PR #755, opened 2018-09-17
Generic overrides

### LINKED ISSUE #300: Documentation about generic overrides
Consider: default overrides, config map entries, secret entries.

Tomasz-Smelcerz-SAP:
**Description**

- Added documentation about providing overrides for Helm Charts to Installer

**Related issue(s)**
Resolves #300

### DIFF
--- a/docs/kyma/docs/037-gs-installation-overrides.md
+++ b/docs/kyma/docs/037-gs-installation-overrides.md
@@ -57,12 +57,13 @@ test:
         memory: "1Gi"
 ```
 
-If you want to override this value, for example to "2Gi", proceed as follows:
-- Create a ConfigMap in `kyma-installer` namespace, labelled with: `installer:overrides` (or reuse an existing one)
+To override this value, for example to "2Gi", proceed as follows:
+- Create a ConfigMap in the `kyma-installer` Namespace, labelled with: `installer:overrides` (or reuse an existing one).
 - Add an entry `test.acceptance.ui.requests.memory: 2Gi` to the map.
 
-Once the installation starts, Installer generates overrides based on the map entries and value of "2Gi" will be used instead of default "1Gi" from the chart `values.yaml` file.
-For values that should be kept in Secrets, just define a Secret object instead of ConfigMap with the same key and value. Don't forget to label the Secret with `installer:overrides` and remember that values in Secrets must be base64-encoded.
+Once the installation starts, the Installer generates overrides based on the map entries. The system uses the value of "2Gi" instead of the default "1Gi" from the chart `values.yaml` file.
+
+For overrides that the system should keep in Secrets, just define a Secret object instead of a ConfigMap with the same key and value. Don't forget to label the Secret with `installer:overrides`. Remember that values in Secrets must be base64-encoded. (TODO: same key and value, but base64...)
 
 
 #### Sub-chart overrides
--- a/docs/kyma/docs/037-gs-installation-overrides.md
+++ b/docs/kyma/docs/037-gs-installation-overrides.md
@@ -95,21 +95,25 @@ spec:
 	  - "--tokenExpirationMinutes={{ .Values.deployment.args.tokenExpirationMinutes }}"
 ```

===============

# Task brief
Gather each line from the listing above that holds "entries".

# Solution to the problem
Consider: default overrides, config map entries, secret entries.
-Once the installation starts, Installer generates overrides based on the map entries and value of "2Gi" will be used instead of default "1Gi" from the chart `values.yaml` file.
+Once the installation starts, the Installer generates overrides based on the map entries. The system uses the value of "2Gi" instead of the default "1Gi" from the chart `values.yaml` file.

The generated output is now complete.